Apart from being a lurking presence during the day and a quiescent ghost in the hours between work, what is so special about work? Our ancestors (including our parents) probably never made so much of it, the way we charge so much of our potential happiness to it.

"...the most remarkable feature of the modern working world may in the end be internal, consisting in an aspect of our mentalities: in the widely held belief that our work should make us happy."
In the book, de Botton follows people to work, talks to a wide variety of people going about their daily business, observes, and makes conjectures, even about himself. It is fascinating, an unexpected kind of voyeurism, watching rocket scientists prepare for a routine launch, shaking your head at a power engineer whose weekend hobby is to trace the paths of power lines, ride up and down elevators with business consultants. Satisfyingly (and sadistically), their lives are as interesting (or boring) as ours.

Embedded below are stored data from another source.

Issue #31, opened 2020-12-09
cargo chef cook altering Cargo.toml and breaking projects in workspace


pythoneer:
## EDIT:

I realized that issue #27 is absolutely relevant here. I think its all just fine the way things are working and i guess i understand the reasons behind it – delete all the "code" and just fill the target folder with the compiled dependencies. The "real" code comes back later in the build stage. Silly me. I just tried it with a little project and it worked (just using the docker commands) and i wanted it to extend to a more complex one and in the middle of development "take a look" at what cargo-chef would do to see if there are some problems already i need to fix before going the full docker route. 

And now that i think i know how this hole thing is working – i feel a little bit stupid. But i agree with the comments in the other issue that a warning would be helpful to make the people using it aware that a) you're not supposed to use it "locally" and b) it will delete and alter your files on purpose and maybe with an explanation why. I'll try to get my test project working without "test cooking" locally and use it like it is supposed to :P 

---- original message

I think this is related to issue #4 but i have the additional problem that `cargo chef cook` is also breaking my project by altering the respective Cargo.toml files from each project under a workspace. I have prepared a test project for you to replicate https://github.com/pythoneer/docker_build_test

`cargo make build` runs fine
`cargo chef prepare  --recipe-path recipe.json` looks like its doing OK (can't tell if the *.json is correct)
`cargo chef cook --recipe-path recipe.json` breaks the project and
`cargo make build` does not build the project anymore because the Cargo.toml files are just wrong now

I don't know if this is not supposed to work in the first place because i haven't found a hint in the README (maybe the section about `Limitations and caveats` but to be honest i don't really understand that 100%)

I hope this helps. If you need any more information i am glad to help. 

(love your book :+1: )

pythoneer:
Sry, i now realized that `cargo chef cook` is also deleting the content project files like `shared/src/lib.rs` and `server/src/main.rs` .. therefore my test project is currently broken ... i'll fix it later because i am unfortunately on my way now.

LukeMathWalker:
This is by design, as discussed in #4 - `cargo-chef` is designed for usage in containers to leverage Docker layer caching, where changes to the source are considered ephemeral given that the container itself is ephemeral.

Some of the improvements discussed in #4 should hopefully avoid this surprise in the future.

pythoneer:
Thanks for you answer i think that concludes my journey here :) ... i'll close this issue as it is redundant and almost a duplicate from issue  #4 / #27

Issue #27, opened 2020-12-02
Chef seems to "empty" crates entrypoints


MatteoJoliveau:
Hi!
I tried running `cargo chef cook` on [Enseada](https://github.com/enseadaio/enseada), which is composed of several crates linked up into a `server` crate that contains the `main` module.

After running `cook`, all the `lib.rs` become completely empty, and the `main.rs` only contains the following:

```rust
fn main() {}
```

I really don't think this is the desired behaviour 😄 

I was able to reproduce it with a fresh repo: https://github.com/MatteoJoliveau/cargo-chef-repro
The same apply to a repo without dependencies (e.g. a bare repo generated with `cargo new <name>`)

It also modifies the `Cargo.toml` which I really would like to keep the way I wrote it 😅

MatteoJoliveau:
Running cargo-chef 0.1.9 btw

MatteoJoliveau:
By looking a the code I found the function `build_minimum_project` that is invoked by `chef cook` and that requires to be run on a blank canvas. 
Does this mean we should not be using chef locally, or on an existent codebase?
I guess it's fine for building container images but it would have been useful to speedup local development too

LukeMathWalker:
Hey!
`cargo-chef` is indeed designed to be used in containers. I don't see the usecase for local development - what would it give you compared to something like incremental cargo compilation?

MatteoJoliveau:
I guess you're right, I often run `cargo clean` as a habit from other languages where previous compilation results may interfere with the current one, but I guess it's not really necessary given how well cargo works.

Maybe we should document this behaviour nonetheless? Either point out that chef is not really meant to be run outside container builds and/or that it should be run on a clean directory structure.

simon-bourne:
I ran into this as well, when initially trying out `cargo-chef`. While it's not a problem once you figure out how it works, it's a bit surprising while experimenting.

Would it be better to create empty files if they don't exist, or check they are empty if they do exist? This way you can run `cook` on a fresh directory, or re-run it on the same directory (for example to cache debug and release variants), but you'd never overwrite any code.

LukeMathWalker:
I think that's a very good idea @simon-bourne - `cargo chef cook` should exit with a meaningful user warning if it needs to overwrite existing files.

MatteoJoliveau:
[...]

PR #32, opened 2020-12-10
Warning about file overwrite when stdout is a TTY

MatteoJoliveau:
This PR addresses #27 and #31 by introducing a warning and interactive prompt when stdout is detected as being a TTY.

This should avoid surprise and actual source files being overwritten by the skeleton when running `cook` outside of container builds

### DIFF
--- a/Cargo.lock
+++ b/Cargo.lock
@@ -81,6 +81,7 @@ dependencies = [
  "anyhow",
  "assert_cmd",
  "assert_fs",
+ "atty",
  "cargo-manifest",
  "clap",
  "env_logger",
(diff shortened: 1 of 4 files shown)


MatteoJoliveau:
@LukeMathWalker I'm not sure about how to test this change. Is there a good way to test stdin/stdout features running in `fn main()`?

LukeMathWalker:
You can definitely test `stdout` using [`assert_cmd`](https://github.com/assert-rs/assert_cmd) - not sure about "dynamic" stdin prompts.

LukeMathWalker (approved):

Perhaps the most interesting and poignant encounter is with a career counselor. He deals with mid-career clients who can no longer keep up the facade of knowing what they want to do and students about to plunge into the depths that plague all of us, while dealing with his own professional anxieties. Like a dentist with a vague sense of dread about the pain in his molars.

de Botton notices that the counselor has a notice pinned to a door containing:

"a quote from Motivation and Personality, by the psychologist Abraham Maslow [...]: 'It isn’t normal to know what we want. It is a rare and difficult psychological achievement.'"
He observes the counselor helping a woman deal with the attempt to discover what she really "wants to do" (familiar question at any age?), by attempting cathartic writing sessions not just about what these people like, but also what they envy. What else can you do in that short span of time, in the rapidly falling sunlight of life?

A de B takes an aptitude test; when its results come back:

"I recognized my desire to submit to the report’s conclusions in the hope of quelling my doubts about my future. At the same time, the report failed to inspire any real degree of confidence and indeed, the more I dwelt on it, the more it seemed to signal some of the limits of career counseling as a while.

It struck me a strange and regrettable that in our society something as prospectively life-altering as the determination of a person’s vocation had for the most part been abandoned to marginalized therapists practicing their trade from garden extensions. What should have been one of the most admired professions on earth was struggling to attain the status open to a travel agent.

...

But perhaps this neglect was only an appropriate reflection of how little therapists can in the end make sense of human nature."

He ends the book by noting that “If we could witness the eventual fate of every one of our projects, we would have no choice but to succumb to immediate paralysis." However,
"Our work will at least have distracted us, it will have provided a perfect bubble in which to invest our hopes for perfection, it will have focused our immeasurable anxieties on a relatively small-scale and achievable goals, it will have given us a sense of mastery, it will have made us respectably tired, it will have put food on the table. It will have kept us out of greater trouble."